En outre, le rapport du procureur a également souligné la possible commission du même délit par le ou les auteurs de la zone de durabilité de la Junta de Extremadura, qui ont publié en juin 2022 un rapport qui a également donné son approbation à l'usine malgré ses effets sur le réseau Natura 2000, le système européen de protection de la nature.
Mais l'affaire risque désormais sérieusement d'aboutir à un échec en raison du retard dans l'application de la prolongation des investigations par l'enquêteur. Comme l’a rappelé le procureur dans sa lettre de septembre, « la période d’enquête initiale étant expirée, à compter du 22 juillet 2025, il n’y a pas de possibilité de prolongation, qui doit être convenue avant la fin de la période ». Et il a cité un arrêt récent de la Cour suprême dans lequel il est prévenu que « l’acte d’accusation après la clôture de l’enquête n’est pas constitutionnellement valide dans la mesure où il empêche la personne faisant l’objet de l’enquête d’apparaître comme partie à la phase d’enquête et de pouvoir y participer ».

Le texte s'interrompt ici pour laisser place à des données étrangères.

PR #38, opened 2019-11-13
ELE-453: Allow for caching of products

ssbelle:


packages/@groupby/elements-search-driver-plugin/test/unit/common/search-driver-plugin.test.ts
```diff
@@ -85,45 +85,56 @@ describe('SearchDriverPlugin', () => {
...
+    let config;
     let results;
     let group;
     let sendSearchApiRequest;
+    let query;
 
     beforeEach(() => {
-      results = { a: 'a' };
+      area = 'area';
+      collection = 'collection';
```
jmbtutor: Since these are strings (and therefore primitives), you can turn the variables into `const`s and initialize them outside of the `beforeEach`.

Le juge Peinado est sous le feu des médias pour son enquête également controversée sur le cas de l'épouse de Pedro Sánchez, dans lequel il a déjà été rectifié à plusieurs reprises par le Tribunal provincial de Madrid. Mais le président du Tribunal d'Instruction 41 de Madrid a également commis des erreurs qui ont conduit au dépôt d'autres dossiers. C'est ce qui s'est produit avec un prétendu détournement de fonds publics qu'aurait subi le gestionnaire des bus de Madrid, Alfonso Sánchez Vicente, en faveur du numérique.
Dans le cas de la centrale solaire de Cáceres, la plainte a été déposée dans cette province, mais a été transférée à Madrid car c'est là que se trouve le siège du ministère qui a délivré la déclaration d'impact environnemental. Et ce fut au tour de Peinado.
Le PP porte le « cas Forestalia » à Bruxelles
Le PP a soumis trois questions parlementaires à la Commission européenne sur le système de corruption environnementale lié à Forestalia. Les irrégularités enquêtées se sont produites lorsque Teresa Ribera, actuelle vice-présidente de la Commission, était ministre de la Transition écologique. C'est à cette époque que le haut fonctionnaire Eugenio Domínguez aurait reçu des commissions pour aider les projets Forestalia dans leur traitement environnemental. Le PP souhaite que la Commission enquête sur « d’éventuelles violations du droit de l’Union ».
Pendant ce temps, en Aragon, la CHA a annoncé qu'elle demanderait au Congrès la suspension de tous les projets Forestalia auxquels Domínguez a participé et qui ont reçu l'approbation du ministère.